DATA PROVIDED: Begin

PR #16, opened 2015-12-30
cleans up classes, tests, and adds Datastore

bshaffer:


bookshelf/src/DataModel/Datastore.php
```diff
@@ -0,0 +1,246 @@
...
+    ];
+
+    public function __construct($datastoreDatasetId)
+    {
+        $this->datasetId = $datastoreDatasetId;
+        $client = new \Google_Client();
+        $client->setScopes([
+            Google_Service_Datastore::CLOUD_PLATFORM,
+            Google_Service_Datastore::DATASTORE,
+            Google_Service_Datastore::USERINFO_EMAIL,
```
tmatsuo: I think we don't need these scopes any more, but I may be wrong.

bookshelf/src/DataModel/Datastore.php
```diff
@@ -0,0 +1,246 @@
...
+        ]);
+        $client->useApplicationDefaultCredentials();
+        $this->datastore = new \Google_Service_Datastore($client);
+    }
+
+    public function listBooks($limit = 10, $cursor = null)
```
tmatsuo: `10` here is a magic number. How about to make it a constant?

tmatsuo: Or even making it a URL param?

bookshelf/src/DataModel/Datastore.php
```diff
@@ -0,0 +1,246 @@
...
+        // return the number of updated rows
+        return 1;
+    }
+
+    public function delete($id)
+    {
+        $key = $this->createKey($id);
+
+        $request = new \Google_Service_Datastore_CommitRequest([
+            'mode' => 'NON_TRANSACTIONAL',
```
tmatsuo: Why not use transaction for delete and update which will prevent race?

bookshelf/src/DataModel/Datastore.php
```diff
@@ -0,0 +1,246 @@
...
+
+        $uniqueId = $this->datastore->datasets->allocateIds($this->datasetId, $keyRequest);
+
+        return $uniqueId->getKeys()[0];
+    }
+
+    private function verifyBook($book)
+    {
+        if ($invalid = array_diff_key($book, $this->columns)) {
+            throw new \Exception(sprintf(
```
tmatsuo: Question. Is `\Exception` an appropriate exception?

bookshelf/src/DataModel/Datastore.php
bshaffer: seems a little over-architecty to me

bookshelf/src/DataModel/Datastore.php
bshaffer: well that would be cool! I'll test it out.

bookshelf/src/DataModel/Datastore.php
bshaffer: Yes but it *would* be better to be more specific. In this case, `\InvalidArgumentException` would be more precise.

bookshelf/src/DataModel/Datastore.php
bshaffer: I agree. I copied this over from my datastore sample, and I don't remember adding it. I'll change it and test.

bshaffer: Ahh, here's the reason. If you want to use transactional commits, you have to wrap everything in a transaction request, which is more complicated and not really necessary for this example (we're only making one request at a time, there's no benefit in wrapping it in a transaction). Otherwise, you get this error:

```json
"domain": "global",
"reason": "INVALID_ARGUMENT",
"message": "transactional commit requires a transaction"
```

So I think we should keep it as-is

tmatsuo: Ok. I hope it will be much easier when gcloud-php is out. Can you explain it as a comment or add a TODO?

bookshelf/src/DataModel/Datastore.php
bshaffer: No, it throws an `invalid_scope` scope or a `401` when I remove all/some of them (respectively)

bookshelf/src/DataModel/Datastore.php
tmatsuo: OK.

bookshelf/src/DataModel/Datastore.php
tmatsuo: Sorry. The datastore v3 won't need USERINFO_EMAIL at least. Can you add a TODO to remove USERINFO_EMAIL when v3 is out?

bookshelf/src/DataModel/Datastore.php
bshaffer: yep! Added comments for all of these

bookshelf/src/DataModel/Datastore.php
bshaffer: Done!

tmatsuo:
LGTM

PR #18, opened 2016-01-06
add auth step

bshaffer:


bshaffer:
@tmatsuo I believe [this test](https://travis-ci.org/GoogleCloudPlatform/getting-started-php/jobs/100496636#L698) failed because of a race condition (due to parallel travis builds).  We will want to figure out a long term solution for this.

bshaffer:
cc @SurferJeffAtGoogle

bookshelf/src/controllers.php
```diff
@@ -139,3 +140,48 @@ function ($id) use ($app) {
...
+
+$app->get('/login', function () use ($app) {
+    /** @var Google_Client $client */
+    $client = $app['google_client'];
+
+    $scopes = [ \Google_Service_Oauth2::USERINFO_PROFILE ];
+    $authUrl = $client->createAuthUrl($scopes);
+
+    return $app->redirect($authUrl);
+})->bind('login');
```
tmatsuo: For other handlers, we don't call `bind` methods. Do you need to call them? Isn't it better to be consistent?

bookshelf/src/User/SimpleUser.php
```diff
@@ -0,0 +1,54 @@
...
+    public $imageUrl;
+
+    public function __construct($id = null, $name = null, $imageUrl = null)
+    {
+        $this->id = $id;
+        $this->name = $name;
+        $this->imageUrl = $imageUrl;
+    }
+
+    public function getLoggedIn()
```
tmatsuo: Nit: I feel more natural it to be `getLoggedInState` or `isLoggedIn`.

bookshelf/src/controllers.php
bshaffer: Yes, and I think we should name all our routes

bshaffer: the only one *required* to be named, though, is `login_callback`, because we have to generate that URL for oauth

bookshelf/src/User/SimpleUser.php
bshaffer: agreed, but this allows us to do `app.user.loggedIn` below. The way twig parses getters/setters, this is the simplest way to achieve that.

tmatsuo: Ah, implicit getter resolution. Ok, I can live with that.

DATA PROVIDED: End

YOUR INSTRUCTIONS
Copy each entry exactly, leaving every line as it is.

OUTPUT OF THE EXERCISE
PR #16, opened 2015-12-30
cleans up classes, tests, and adds Datastore

bshaffer:


bookshelf/src/DataModel/Datastore.php
```diff
@@ -0,0 +1,246 @@
...
+    ];
+
+    public function __construct($datastoreDatasetId)
+    {
+        $this->datasetId = $datastoreDatasetId;
+        $client = new \Google_Client();
+        $client->setScopes([
+            Google_Service_Datastore::CLOUD_PLATFORM,
+            Google_Service_Datastore::DATASTORE,
+            Google_Service_Datastore::USERINFO_EMAIL,
```
tmatsuo: I think we don't need these scopes any more, but I may be wrong.

bookshelf/src/DataModel/Datastore.php
```diff
@@ -0,0 +1,246 @@
...
+        ]);
+        $client->useApplicationDefaultCredentials();
+        $this->datastore = new \Google_Service_Datastore($client);
+    }
+
+    public function listBooks($limit = 10, $cursor = null)
```
tmatsuo: `10` here is a magic number. How about to make it a constant?

tmatsuo: Or even making it a URL param?

bookshelf/src/DataModel/Datastore.php
```diff
@@ -0,0 +1,246 @@
...
+        // return the number of updated rows
+        return 1;
+    }
+
+    public function delete($id)
+    {
+        $key = $this->createKey($id);
+
+        $request = new \Google_Service_Datastore_CommitRequest([
+            'mode' => 'NON_TRANSACTIONAL',
```
tmatsuo: Why not use transaction for delete and update which will prevent race?

bookshelf/src/DataModel/Datastore.php
```diff
@@ -0,0 +1,246 @@
...
+
+        $uniqueId = $this->datastore->datasets->allocateIds($this->datasetId, $keyRequest);
+
+        return $uniqueId->getKeys()[0];
+    }
+
+    private function verifyBook($book)
+    {
+        if ($invalid = array_diff_key($book, $this->columns)) {
+            throw new \Exception(sprintf(
```
tmatsuo: Question. Is `\Exception` an appropriate exception?

bookshelf/src/DataModel/Datastore.php
bshaffer: seems a little over-architecty to me

bookshelf/src/DataModel/Datastore.php
bshaffer: well that would be cool! I'll test it out.

bookshelf/src/DataModel/Datastore.php
bshaffer: Yes but it *would* be better to be more specific. In this case, `\InvalidArgumentException` would be more precise.

bookshelf/src/DataModel/Datastore.php
bshaffer: I agree. I copied this over from my datastore sample, and I don't remember adding it. I'll change it and test.

bshaffer: Ahh, here's the reason. If you want to use transactional commits, you have to wrap everything in a transaction request, which is more complicated and not really necessary for this example (we're only making one request at a time, there's no benefit in wrapping it in a transaction). Otherwise, you get this error:

```json
"domain": "global",
"reason": "INVALID_ARGUMENT",
"message": "transactional commit requires a transaction"
```

So I think we should keep it as-is

tmatsuo: Ok. I hope it will be much easier when gcloud-php is out. Can you explain it as a comment or add a TODO?

bookshelf/src/DataModel/Datastore.php
bshaffer: No, it throws an `invalid_scope` scope or a `401` when I remove all/some of them (respectively)

bookshelf/src/DataModel/Datastore.php
tmatsuo: OK.

bookshelf/src/DataModel/Datastore.php
tmatsuo: Sorry. The datastore v3 won't need USERINFO_EMAIL at least. Can you add a TODO to remove USERINFO_EMAIL when v3 is out?

bookshelf/src/DataModel/Datastore.php
bshaffer: yep! Added comments for all of these

bookshelf/src/DataModel/Datastore.php
bshaffer: Done!

tmatsuo:
LGTM

PR #18, opened 2016-01-06
add auth step

bshaffer:


bshaffer:
@tmatsuo I believe [this test](https://travis-ci.org/GoogleCloudPlatform/getting-started-php/jobs/100496636#L698) failed because of a race condition (due to parallel travis builds).  We will want to figure out a long term solution for this.

bshaffer:
cc @SurferJeffAtGoogle

bookshelf/src/controllers.php
```diff
@@ -139,3 +140,48 @@ function ($id) use ($app) {
...
+
+$app->get('/login', function () use ($app) {
+    /** @var Google_Client $client */
+    $client = $app['google_client'];
+
+    $scopes = [ \Google_Service_Oauth2::USERINFO_PROFILE ];
+    $authUrl = $client->createAuthUrl($scopes);
+
+    return $app->redirect($authUrl);
+})->bind('login');
```
tmatsuo: For other handlers, we don't call `bind` methods. Do you need to call them? Isn't it better to be consistent?

bookshelf/src/User/SimpleUser.php
```diff
@@ -0,0 +1,54 @@
...
+    public $imageUrl;
+
+    public function __construct($id = null, $name = null, $imageUrl = null)
+    {
+        $this->id = $id;
+        $this->name = $name;
+        $this->imageUrl = $imageUrl;
+    }
+
+    public function getLoggedIn()
```
tmatsuo: Nit: I feel more natural it to be `getLoggedInState` or `isLoggedIn`.

bookshelf/src/controllers.php
bshaffer: Yes, and I think we should name all our routes

bshaffer: the only one *required* to be named, though, is `login_callback`, because we have to generate that URL for oauth

bookshelf/src/User/SimpleUser.php
bshaffer: agreed, but this allows us to do `app.user.loggedIn` below. The way twig parses getters/setters, this is the simplest way to achieve that.

tmatsuo: Ah, implicit getter resolution. Ok, I can live with that.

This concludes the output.